SUPPLIED DATA section start

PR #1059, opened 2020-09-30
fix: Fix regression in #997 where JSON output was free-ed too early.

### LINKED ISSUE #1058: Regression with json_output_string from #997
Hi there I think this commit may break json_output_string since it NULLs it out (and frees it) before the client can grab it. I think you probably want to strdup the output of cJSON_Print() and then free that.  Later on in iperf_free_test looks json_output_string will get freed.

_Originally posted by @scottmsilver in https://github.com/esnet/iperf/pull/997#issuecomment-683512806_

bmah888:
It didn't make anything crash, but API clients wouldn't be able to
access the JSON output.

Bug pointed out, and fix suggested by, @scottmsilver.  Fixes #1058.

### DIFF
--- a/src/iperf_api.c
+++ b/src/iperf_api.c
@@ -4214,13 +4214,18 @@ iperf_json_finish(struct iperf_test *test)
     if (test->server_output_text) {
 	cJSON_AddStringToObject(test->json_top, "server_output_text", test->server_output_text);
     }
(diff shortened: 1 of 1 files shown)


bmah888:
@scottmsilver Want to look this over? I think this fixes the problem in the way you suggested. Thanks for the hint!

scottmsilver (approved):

SUPPLIED DATA section end
SUPPLIED DATA section start

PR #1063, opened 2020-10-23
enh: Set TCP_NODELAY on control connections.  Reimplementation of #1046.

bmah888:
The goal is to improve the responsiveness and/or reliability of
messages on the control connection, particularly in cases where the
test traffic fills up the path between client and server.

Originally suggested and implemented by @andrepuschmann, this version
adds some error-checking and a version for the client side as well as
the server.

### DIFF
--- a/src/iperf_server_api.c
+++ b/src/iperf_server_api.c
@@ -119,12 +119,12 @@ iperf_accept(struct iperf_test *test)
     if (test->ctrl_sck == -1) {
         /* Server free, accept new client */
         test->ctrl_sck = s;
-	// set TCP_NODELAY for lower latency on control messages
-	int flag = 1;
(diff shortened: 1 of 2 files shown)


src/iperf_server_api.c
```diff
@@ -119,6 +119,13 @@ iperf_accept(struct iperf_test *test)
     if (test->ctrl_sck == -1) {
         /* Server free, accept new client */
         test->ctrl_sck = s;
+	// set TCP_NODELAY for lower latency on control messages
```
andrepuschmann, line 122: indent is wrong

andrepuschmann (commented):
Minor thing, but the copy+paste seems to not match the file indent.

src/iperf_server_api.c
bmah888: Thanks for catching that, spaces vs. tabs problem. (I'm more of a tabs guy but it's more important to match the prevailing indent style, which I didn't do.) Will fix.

SUPPLIED DATA section end

▶ [PROBLEM DESCRIPTION]
In the entries above, the lines between the one holding "Hi there I think" and the one holding "access the JSON output.", inclusive, are to be printed exactly as written, and those alone.

▶ [WRITTEN RESPONSE]
Hi there I think this commit may break json_output_string since it NULLs it out (and frees it) before the client can grab it. I think you probably want to strdup the output of cJSON_Print() and then free that.  Later on in iperf_free_test looks json_output_string will get freed.

_Originally posted by @scottmsilver in https://github.com/esnet/iperf/pull/997#issuecomment-683512806_

bmah888:
It didn't make anything crash, but API clients wouldn't be able to
access the JSON output.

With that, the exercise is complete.